The good news is that you don’t have to complete the entire puzzle all at once. You can start by learning about the basics of cybersecurity and then gradually add more pieces to your puzzle as you gain more experience.
Here’s a tip: Let’s walk down the imagination lane again (I promise this is going to be the last 🤞). I just want us to really get down on a personal level.
Getting Started In Cyber Security
Imagine that you want to become a chef. You don’t have any formal training, but you’re passionate about cooking and you’re willing to learn.
One of the first things you can do is start by learning the basics of cooking, such as how to use different tools and ingredients. You can also watch cooking shows and read cookbooks.
Once you have a basic understanding of cooking, you can start to experiment with different recipes. You can also try your hand at baking or decorating.
As you gain more experience, you can start to develop your own cooking style. You can also start to network with other chefs and culinary professionals.
Eventually, you may be able to get a job as a cook in a restaurant. With hard work and dedication, you can even become a head chef or even open your own restaurant.
Cybersecurity is similar to cooking. You don’t need a formal degree to get started, but you do need to learn the basics and develop your skills.
Here are a few tips to help you get started and set you on the right path;
- Learn the basics of Cybersecurity: There are many free and paid resources available online and in libraries. You can also take online courses or attend boot camps. An example is the just concluded three-month boot camp organized by the CyberTalents team in partnership with TrendMicro.
- Identify your interests: What areas of Cybersecurity are you most passionate about? Do you want to be a security analyst, incident responder, or security engineer? Once you know what you’re interested in, you can start to focus your learning.
- Get involved in the Cybersecurity community: There are many online and offline communities where Cybersecurity professionals share knowledge and collaborate on projects. Getting involved in the community is a great way to learn new things and network with other professionals.
- Build a portfolio: Once you have some basic Cybersecurity skills, you can start to build a portfolio of your work. This could include personal projects, contributions to open-source projects, or volunteer work.
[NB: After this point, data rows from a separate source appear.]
PR #900, opened 2016-08-16
force chef_password:verify to fail if salt is null

tduffield:
Also, run `crypto:hash` in a case statement to prevent any secure data
from leaking into the logs.

### DIFF
--- a/src/oc_erchef/apps/chef_objects/src/chef_password.erl
+++ b/src/oc_erchef/apps/chef_objects/src/chef_password.erl
@@ -99,9 +99,18 @@ verify(Password, {HashedPass, Salt, _}) ->
     end.
 
 sha1(Salt, Password, osc) ->
-    hexstring(crypto:hash(sha, ["--", Salt, "--", Password, "--"]));
+    hexstring(safe_crypto(["--", Salt, "--", Password, "--"]));
 sha1(Salt, Password, ec) ->
-    hexstring(crypto:hash(sha, [Salt, "--", Password, "--"])).
+    hexstring(safe_crypto([Salt, "--", Password, "--"])).
+
+%% Eat any exceptions so secure data doesn't escape
+-spec safe_crypto(list()) -> binary().
+safe_crypto(Data) ->
+    try crypto:hash(sha, Data) of
+        Digest -> Digest
+    catch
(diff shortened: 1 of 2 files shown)


marcparadise:
:+1:

src/oc_erchef/apps/chef_objects/src/chef_password.erl
```diff
@@ -99,9 +102,17 @@ verify(Password, {HashedPass, Salt, _}) ->
...
 sha1(Salt, Password, ec) ->
-    hexstring(crypto:hash(sha, [Salt, "--", Password, "--"])).
+    hexstring(safe_crypto([Salt, "--", Password, "--"])).
+
+%% Eat any exceptions so secure data doesn't escape
+safe_crypto(Data) ->
+    try crypto:hash(sha, Data) of
+        Digest -> Digest
+    catch
+        _ -> <<"crypto:hash failure">>
```
markan: Wonder if it's worth mocking crypto:hash and having it return an exception to cover this side of the branch?

src/oc_erchef/apps/chef_objects/src/chef_password.erl
```diff
@@ -99,9 +102,17 @@ verify(Password, {HashedPass, Salt, _}) ->
     end.
 
 sha1(Salt, Password, osc) ->
-    hexstring(crypto:hash(sha, ["--", Salt, "--", Password, "--"]));
+    hexstring(safe_crypto(["--", Salt, "--", Password, "--"]));
 sha1(Salt, Password, ec) ->
-    hexstring(crypto:hash(sha, [Salt, "--", Password, "--"])).
+    hexstring(safe_crypto([Salt, "--", Password, "--"])).
+
+%% Eat any exceptions so secure data doesn't escape
```
markan: maybe add a dialyzer typespec here; even
-spec safe_crypto(list()) -> binary().
would help.

markan:
👍  Other than the very minor nits above

src/oc_erchef/apps/chef_objects/src/chef_password.erl
marcparadise: With the null atom that is passed in in the test it does hit this path.

PR #903, opened 2016-08-17
Tweak rails DVM setup to be more like erlang

tduffield:
* Be able to start process in foreground or background
* Support symlinking of configurable files
* Fix bugs preventing oc-id from loading properly


marcparadise:
:+1: I like the consistency with erlang services

PR #904, opened 2016-08-18
SPOOL-322: Fix Elasticsearch Reindex

tduffield:
1. Adds chef-backend to DVM
2. Replaces use of deprecated delete-by-query API with recommended reindexing strategy: scroll query and then delete.

### DIFF
--- a/src/oc_erchef/apps/chef_index/src/chef_elasticsearch.erl
+++ b/src/oc_erchef/apps/chef_index/src/chef_elasticsearch.erl
@@ -31,7 +31,7 @@ update(Body) ->
                     {error, {solr_400, string()}} |
                     {error, {solr_500, string()}}.
 search(#chef_solr_query{} = Query) ->
-    Url = "/chef/_search",
+    Url = "/chef/_search?scroll=1m",
     {ok, Code, _Head, Body} = chef_index_http:request(Url, get, query_body(Query)),
     case Code of
         "200" ->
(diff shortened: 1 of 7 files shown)


src/oc_erchef/apps/chef_index/src/chef_elasticsearch.erl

- Get certified: Start with entry-level certification courses, such as the CompTIA Security+ and the new Certified In Cybersecurity (CC) certification from ISC2. Getting certified can demonstrate your skills and knowledge to potential employers.
- Focus on developing transferable skills: Cybersecurity professionals need a variety of skills, such as problem-solving, critical thinking, and communication. Even if you don’t have direct Cybersecurity experience, you can focus on developing transferable skills that will be valuable in a Cybersecurity role.
- Don’t be afraid to start small: Many people start their Cybersecurity careers in entry-level roles, such as help desk technician or security analyst. These roles can give you valuable experience and help you to build your skills.
- Network with other Cybersecurity professionals: One of the best ways to learn about Cybersecurity and find job opportunities is to network with other Cybersecurity professionals. Attend industry events, connect with people on LinkedIn, and reach out to people you admire.
Remember, the most important thing is to have a passion for Cybersecurity and a willingness to learn. If you have those things, you can succeed in a Cybersecurity career, no matter your background.